Doug Ford’s new ‘More Homes, Built Faster’ act, known as Bill 23 is a gift to billionaire developers and will make the housing crisis worse while gutting even the most basic legislative powers of municipalities to protect affordable housing. The bill also reduces environmental oversights, and forces municipalities to cover the cost of infrastructure to service new developments.
 
It is a massive reshaping of the way land is used in Ontario and changes regulations in 9 different provincial acts in one fell swoop. 
 
Dawn Parker, a professor in the School of Planning at the University of Waterloo described the bill as "a wholesale dismantling of 50 years of planning history in the province.”
 
Minister of Municipal Affairs and Housing Steve Clark says that the bill is designed to build 1.5 million housing units in the next 10 years.
 
But the issue in most cities isn’t the supply of housing - it’s the supply of affordable housing.
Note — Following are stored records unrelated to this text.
PR #1020, opened 2024-11-19
chore: makes some function calls more readable

helio-frota:
* By explicitly saying that those are not using transaction.

Thanks to @jcrossley3 for this

### DIFF
--- a/modules/ingestor/src/graph/organization.rs
+++ b/modules/ingestor/src/graph/organization.rs
@@ -78,7 +78,10 @@ impl Graph {
         let name = name.into();
         let information = information.into();
 
-        if let Some(found) = self.get_organization_by_name(&name, &tx).await? {
+        if let Some(found) = self
+            .get_organization_by_name(&name, Transactional::None)
+            .await?
+        {
             if information.has_data() {
                 let mut entity = organization::ActiveModel::from(found.organization);
                 entity.website = Set(information.website);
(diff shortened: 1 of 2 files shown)


helio-frota:
> More readable is debatable.

yeah to say that -- this thing is Transactional::None as a db `select`

> Are we absolutely sure we're not changing behavior? 

the tests say - no

modules/ingestor/src/graph/organization.rs
```diff
@@ -78,7 +78,10 @@ impl Graph {
         let name = name.into();
         let information = information.into();
 
-        if let Some(found) = self.get_organization_by_name(&name, &tx).await? {
+        if let Some(found) = self
+            .get_organization_by_name(&name, Transactional::None)
```
ctron, line 82: That isn't about readability, but actually changing logic, isn't it. There's a difference between re-using the existing transaction (or none) vs explicitly not using a transaction.

ctron (changes requested):

modules/ingestor/src/graph/organization.rs
helio-frota: > vs explicitly not using a transaction

yeah so when this is explicit then is more easy to read and understand 

> In computer programming, [readability](https://en.wikipedia.org/wiki/Readability) refers to the ease with which a human reader can comprehend the purpose,

[link](https://en.wikipedia.org/wiki/Computer_programming#:~:text=the%20aforementioned%20attributes.-,Readability%20of%20source%20code,usability%20and%20most%20importantly%20maintainability.)

ctron: Yea, but it's changing the behavior of the application. And I don't think that's the correction action here.

helio-frota: I'm ok closing the PR, also this is not solving the problem with the upload :+1:

Issue #975, opened 2024-11-06
CVEs Related Products missing properties for v1 parity


kahboom:
In v1 CVE detail page you have the following properties visible for its related products, which are not available now:

- `Version`
- `Dependencies`
- `Supplier`
- `Created on` - unless it's the same as `published`?

See also [this](https://docs.google.com/spreadsheets/d/1mhBd3-UYvSANIXwRPDrCdGplN7cq5rQPJhIywo5mcDY/edit?gid=1088076328#gid=1088076328) spreadsheet for a complete list of properties missing in the current version of the UI.

![Screenshot 2024-11-06 at 2 04 48 PM copy](https://github.com/user-attachments/assets/41ffd4ed-7ba4-4598-9d1c-6d5fd23222ab)

ctron:
I think the following fields are already available:

* Version
* Supplier
* Created on

![image](https://github.com/user-attachments/assets/a72da201-1c30-47b6-89c2-57391d2e944a)

kahboom:
>I think the following fields are already available

thanks @ctron , not sure how I missed that 😅

ctron:
> > I think the following fields are already available
> 
> thanks @ctron , not sure how I missed that 😅

No worries, I am working on the other fields.

PR #1021, opened 2024-11-20
fix: move number_of_packages to SbomHead

### LINKED ISSUE #1006: Package count is missing from nested sboms returned from /api/v1/vulnerability/{id}
The UI has the page CVE/Vulnerability Page details where we render all the SBOMs that somehow have a relation with a Vulnerability. See the image below:

image

## Current UI process

-  Fetch the vulnerability `/api/v1/vulnerability/{id}` that returns a response similar to:

```json
{
  "advisories": [
    {
      "identifier": "Advisory1",
      "sboms": [
        {
          "id": "Sbom1",
          "status": ["affected"]
          // other fields
        },
        {
          "id": "Sbom2",
          "status": ["not_affected", "fixed"]
          // other fields
        }
      ]
    },
    {
      "identifier": "Advisory2",
      "sboms": [
        {
          "id": "Sbom2",
          "status": ["not_affected"]
          // other fields
        },
        {
          "id": "Sbom3",
          "status": ["not_affected"]
          // other fields
        }
      ]
    }
  ]
}
```

- The UI flattens the field `advisories.sboms`:

```json
[
  {
    "id": "Sbom1",
    "status": ["affected"]
  },
  {
    "id": "Sbom2",
    "status": ["not_affected", "fixed"]
  },
  {
    "id": "Sbom2",
    "status": ["not_affected"]
  },
  {
    "id": "Sbom3",
    "status": ["not_affected"]
  }
]
```

- We can see that the `status` field is an array so we flatten that array too. The logic is to create an element of the array for each `status` . In our example since there was an element of the array with `"status": ["not_affected", "fixed"]` then that is decoupled in 2 elements of the array. The final result is:

```json
[
  {
    "id": "Sbom1",
    "status": "affected"
  },
  {
    "id": "Sbom2",
    "status": "not_affected"
  },
  {
    "id": "Sbom2",
    "status": "fixed"
  },
  {
    "id": "Sbom2",
    "status": "not_affected"
  },
  {
    "id": "Sbom3",
    "status": "not_affected"
  }
]
```

- Then we remove duplicates:
```json
[
  {
    "id": "Sbom1",
    "status": "affected"
  },
  {
    "id": "Sbom2",
    "status": "not_affected"
  },
  {
    "id": "Sbom2",
    "status": "fixed"
  },
  {
    "id": "Sbom3",
    "status": "not_affected"
  }
]
```

- For the previous array we need the field `number_of_packages` for each sbom. Therefore we call `/api/v1/sbom/{id}` for each element of the previous array. Then enrich the previous array to end up having something like:

```json
[
  {
    "id": "Sbom1",
    "status": "affected",
    "number_of_packages": 123
  },
  {
    "id": "Sbom2",
    "status": "not_affected",
    "number_of_packages": 123
  },
  {
    "id": "Sbom2",
    "status": "fixed",
    "number_of_packages": 123
  },
  {
    "id": "Sbom3",
    "status": "not_affected",
    "number_of_packages": 123
  }
]
```

Finally the array is ready to be rendered in the UI. This approach suffer the same problems described at https://github.com/trustification/trustify/issues/952

-  Too many calls to the backend
- The client implementing its own algorithm to deal with multiple advisories and its complexity

## What I think we could evaluate changing

- Naming is very important. The response of `/api/v1/vulnerability/{id}` contains the field `advisories.sboms` which implies, from the naming, that what that field contains are SBOMS. The problem is that `advisories.sboms` does not match what `/api/v1/sbom/{id}` has as only `/api/v1/sbom/{id}` has the field `number_of_packages` but `advisories.sboms` doesn't.
  - Generally speaking it is important to define what an SBOM is and what are their fields so whenever any part of the API mentions `sbom` then the client is 100% sure what he expects there. 
  - If we have the field `advisories.sboms`  then I should get there exactly what I see in `/api/v1/sbom/{id}`
- The response from `/api/v1/vulnerability/{id}` contains a field `advisories.sboms.status` which is an array and not a single field. That technically means that an a Single advisory can say that an SBOM has the status `affected` and `not_affected` at the same time. E.g.

```json
{
  "advisories": [
    {
      "identifier": "Advisory1",
      "sboms": [
        {
          "id": "Sbom1",
          "status": ["affected", "not_affected"]
          // other fields
        },
      ]
    }
  ]
}
```

This structure forces the client to come up with some kind of algorithm to parse the data and solve conflicts between multiple `advisory.sboms.status` values which might contradict each other.

jcrossley3:
Fixes #1006 by making the sbom #packages available in `/api/v1/vulnerability/{id}` as well as `/api/v1/sbom/{id}`

### DIFF
--- a/modules/fundamental/src/ai/endpoints/test.rs
+++ b/modules/fundamental/src/ai/endpoints/test.rs
@@ -66,8 +66,7 @@ async fn flags(ctx: &TrustifyContext) -> anyhow::Result<()> {
         json!({
             "completions": service.completions_enabled(),
         }),
-        "result:\n{}",
-        serde_json::to_string_pretty(&result)?
+        "result:\n{result:#?}"
     );
 
     Ok(())
@@ -88,12 +87,7 @@ async fn tools(ctx: &TrustifyContext) -> anyhow::Result<()> {
 
     let expected: serde_json::Value =
         serde_json::from_str(include_str!("expected_tools_result.json"))?;
-    assert_eq!(
-        result,
-        expected,
-        "result:\n{}",
-        serde_json::to_string_pretty(&result)?
-    );
+    assert_eq!(result, expected, "result:\n{result:#?}");
 
     Ok(())
 }
--- a/modules/fundamental/src/purl/endpoints/test.rs
+++ b/modules/fundamental/src/purl/endpoints/test.rs
@@ -328,7 +328,7 @@ async fn package_with_status(ctx: &TrustifyContext) -> Result<(), anyhow::Error>
     let request = TestRequest::get().uri(&uri).to_request();
     let response: Value = app.call_and_read_body_json(request).await;
 
-    log::debug!("{}", serde_json::to_string_pretty(&response)?);
+    log::debug!("{response:#?}");
 
     Ok(())
 }
--- a/modules/fundamental/src/sbom/endpoints/test.rs
+++ b/modules/fundamental/src/sbom/endpoints/test.rs
@@ -45,7 +45,7 @@ async fn get_sbom(ctx: &TrustifyContext) -> Result<(), anyhow::Error> {
     let uri = format!("/api/v1/sbom/{id}");
     let req = TestRequest::get().uri(&uri).to_request();
     let sbom: Value = app.call_and_read_body_json(req).await;
-    log::debug!("{}", serde_json::to_string_pretty(&sbom)?);
+    log::debug!("{sbom:#?}");
 
     // assert expected fields
     assert_eq!(sbom["id"], id);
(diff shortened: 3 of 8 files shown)


ctron:
I think was added by a request from the UI: https://github.com/trustification/trustify/issues/975 So is moving this breaking the other case? Or did I get something wrong?

jcrossley3:
> I think was added by a request from the UI: #975 So is moving this breaking the other case? Or did I get something wrong?

I don't think you went quite far enough with #975, which is why #1006 was created. The #packages is required not only from `/api/v1/sbom/{id}` but also in the nested sboms returned by `/api/v1/vulnerability/{id}`. This PR should add the latter without affecting the former, but I'll add some tests to confirm.

ctron:
> > I think was added by a request from the UI: #975 So is moving this breaking the other case? Or did I get something wrong?
> 
> I don't think you went quite far enough with #975, which is why #1006 was created. The #packages is required not only from `/api/v1/sbom/{id}` but also in the nested sboms returned by `/api/v1/vulnerability/{id}`. This PR should add the latter without affecting the former, but I'll add some tests to confirm.

Ah ok. Got it.

ctron (approved):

In the city of Toronto there are roughly 5 empty housing units for every person experiencing homelessness. Those units are held as investments or for short term rentals such as airbnb’s. 
 
The provisions in the bill mean that this new housing is not going to be affordable. Indeed, as an incentive to developers the bill will reduce the number of affordable units required in any new buildings. The outcome will be less affrodable housing and more luxury condos. 
 
Most municipalities have rules about how many new units in a building are to be designated as affordable. In larger cities that number can run from 10 to 20%. Ford wants to cap that at a province wide 5%. He also wants to impose time limits on how long those units are to remain affordable to 25 years which means older units that have been designated as affordable can be recategorized and rents jacked up. 
 
The bill also changes rules about demolition or renovation of older buildings. According to ACORN, “It will make tenants more vulnerable to renovictions/demovictions, increase the homelessness crisis and destroy existing affordable housing. The bill strips the tenants’ right to return in case of demolition. This is extremely disturbing since it will destroy existing affordable housing and accelerate evictions and the homelessness crisis since the new units will be out of rent control.”
 
Environmental destruction
 
Further, the bill reduces the ability of conservation authorities (CA) to protect local ecosystems by changing oversight rules and forcing CAs to provide more land for development. 
 
Much of this land will be within the ‘greenbelt’ a sensitive ring of protected land surrounding the city.
 
Phil Pothen from the group Environmental Defence stated "It's going to potentially unleash one of the biggest reductions in biodiversity and losses of habitat that we've seen in decades,"
 
The bill also limits the amount that developers have to pay to municipalities to provide infrastructure and services for the new builds thus starving the already cash strapped cities. 
 
All told the bill will result in unaffordable, under serviced and unliveable housing while the developers walk away with billions. 
 
Parker outlined the impact of the legislation, "Humans know how to build very dense developments with small dwelling units with no green space. They're called prisons. Let's not incentivize those kinds of builds.” 
 
Ford is determined to make working people suffer and to destroy the natural world so his donor developer buddies can make their money. 
 
In the context of a growing workers revoltagainst Ford’s union busting, bill 23 may get lost in the shuffle. But unity against the Tories can be built if we can bring all these movements for affordable housing, environmental protection and decent jobs into one movement against the Tories. Ford can be beaten!